The long self-replicating double-stranded molecule with the complex message is a sequence of genes, a little like beads on a string. Chemically, it is a nucleic acid (here, the kind abbreviated DNA, which stands for deoxyribonucleic acid). The two strands, wrapped around each other, comprise the famous DNA double helix. The nucleotide bases in DNA are called adenine, cytosine, guanine, and thymine, which is where the abbreviations A, C, G, and T come from. Their names date back to long before their key role in heredity was understood. Guanine, for example, is named unpretentiously after guano, the bird droppings from which it was first isolated. It is a double ring molecule made of five carbon atoms, five hydrogens, five nitrogens, and one oxygen. There’s something like a billion guanines (and roughly equal numbers of As, Cs, and Ts) in the genes of any one of your cells.

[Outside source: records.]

PR #16276, opened 2025-12-16
NXP backend: added aten.split support

novak-vaclav:
### Summary

adds support for aten.split operator

### Test plan

cc @robert-kalmar @MartinPavella


backends/nxp/aten_passes/decompose_split_to_slices_pass.py
```diff
@@ -0,0 +1,203 @@
...
+
+        # Sometimes chunks are in tuples
+        if isinstance(split_nodes_chunks, tuple):
+            split_nodes_chunks = list(split_nodes_chunks)
+
+        if not isinstance(split_nodes_chunks, list):
+            raise RuntimeError("Faulty split chunks")
+
+        # Get split dim
+        dim = -1
```
MartinPavella: Why are you guessing the `dim`? Is it not possible to read it from the arguments?

backends/nxp/aten_passes/decompose_split_to_slices_pass.py
```diff
@@ -0,0 +1,203 @@
...
+                getitem_node = getitem_nodes[i]
+                getitem_node.replace_all_uses_with(slice_node)
+
+                self.graph_module.graph.erase_node(getitem_node)
+
+        # Wire split node correctly to the input node
+        split_node.replace_all_uses_with(input_node)
+        self.graph_module.graph.erase_node(split_node)
+
+        return True
```
MartinPavella: Why `return True`? I don't see any other possible return value.

backends/nxp/aten_passes/decompose_split_to_slices_pass.py
```diff
@@ -0,0 +1,203 @@
...
+                continue
+
+            # Get split args
+            split_node = node
+            input_node = split_node.all_input_nodes[0]
+            split_nodes_chunks = split_node.meta["val"]
+
+            # Check if split is even necessary - if not, remove it
+            if len(split_nodes_chunks) == 1:
+                getitem_node = split_node.next
```
MartinPavella: The `split_node.next` is merely the node that is stored right after the `split_node` in the `graph.nodes`. The nodes don't have to be connected at all. Please use something like `list(split_node.users)[0]` instead.

backends/nxp/tests/test_decompose_split_to_slices.py
```diff
@@ -0,0 +1,243 @@
...
+@pytest.mark.parametrize(
+    "input_shape, split_size, dim",
+    [
+        pytest.param((8,), 3, 0, id="1D."),
+        pytest.param((4, 8), 5, 1, id="2D."),
+    ],
+)
+def test_decompose_split_with_size(mocker, input_shape, split_size, dim):
+    model = SplitWithSize(split_size, dim)
+    example_input = torch.rand(input_shape)
```
MartinPavella, line 51: Please set a seed to make the tests deterministic. Add something like
```python
@pytest.fixture(autouse=True)
def reseed_model_per_test_run():
    torch.manual_seed(23)
    np.random.seed(23)
```
to the top of the file.

backends/nxp/tests/test_decompose_split_to_slices.py
```diff
@@ -0,0 +1,243 @@
...
+    assert len(outputs_before) == len(outputs_after)
+
+    for i in range(len(outputs_before)):
+        assert np.allclose(outputs_before[i], outputs_after[i])
+
+
+@pytest.mark.parametrize(
+    "input_shape, size_or_sections, dim",
+    [
+        # pytest.param((8, 4), 4, 1, id="2D, one chunk using split size."),
```
MartinPavella: Why is this commented out?

backends/nxp/tests/test_decompose_split_to_slices.py
MartinPavella, line 1: Very nice tests!
Would it be possible to add some end to end test? I would like to see a case where you use our regular pipeline (`to_quantized_edge_program()`), where the `split` gets correctly decomposed (without calling the `NeutronAtenPassManager` manually like you did here), and the `slice` nodes then get delegated.

backends/nxp/aten_passes/decompose_split_to_slices_pass.py
novak-vaclav: Yeah you are right, it just did not appear in the arguments if it was = 0 (default). Fixed.

backends/nxp/tests/test_decompose_split_to_slices.py
novak-vaclav: I forgot to uncomment it, sorry.

backends/nxp/tests/test_decompose_split_to_slices.py
novak-vaclav: Thank you! :))
I added such test, however it works only with Neutron Software version 2.2.1+. Otherwise I made the code skip the test.

novak-vaclav:
Fixed the issues found by @MartinPavella, please review them. Thank you!

backends/nxp/aten_passes/neutron_aten_pass_manager.py
MartinPavella: nit: 2026

backends/nxp/tests/test_decompose_split_to_slices.py
```diff
@@ -241,3 +259,51 @@ def test_decompose_split_with_one_chunk(mocker, input_shape, size_or_sections, d
...
+        model = SplitWithSections(size_or_sections, dim)
+    else:
+        model = SplitWithSize(size_or_sections, dim)
+
+    # Run conversion
+    edge_program = to_quantized_edge_program(
+        model,
+        input_shape
+    ).exported_program()
+    x = converter_spy.spy_return
```
MartinPavella: I don't see this variable `x` ever used.

backends/nxp/tests/test_decompose_split_to_slices.py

Except for some oddball microbes, the genetic information of every organism on Earth is contained in DNA—a molecular engineer of formidable, even awesome talents. One (very long) sequence of As, Cs, Gs, and Ts contains all the information for making a person; another such sequence, nearly identical, for a chimpanzee; others, not so different, for a wolf or a mouse. In turn, the sequences for nightingales, sidewinders, toads, carp, scallops, forsythia, club mosses, seaweed, and bacteria are still more different—although even they collectively hold many sequences of As, Cs, Gs, and Ts in common. A typical gene, controlling or contributing to one specific hereditary trait, might be a few thousand nucleotides long. Some genes may comprise more than a million As, Cs, Gs, and Ts. Their sequences specify the chemical instructions for, say, manufacturing the organic pigments that make eyes brown or green; or extracting energy out of food; or finding the opposite sex.

How this complex information got into our cells, and how arrangements were made for its precise replication and the obedient implementation of its instructions, is tantamount to asking how life evolved. Nucleic acids were unknown when The Origin of Species was first published, and the messages they contain were not to be deciphered for another century. They constitute the demonstration and definitive record of evolution that Darwin sought. Scattered in the ACGT sequences of the diverse lifeforms of our planet is an incomplete history of the evolution of life—not the blood, bones, brains, and the other manufactured products of the genetic factories, but the actual production records, the master instructions themselves, slowly varying at different rates in different beings in different epochs.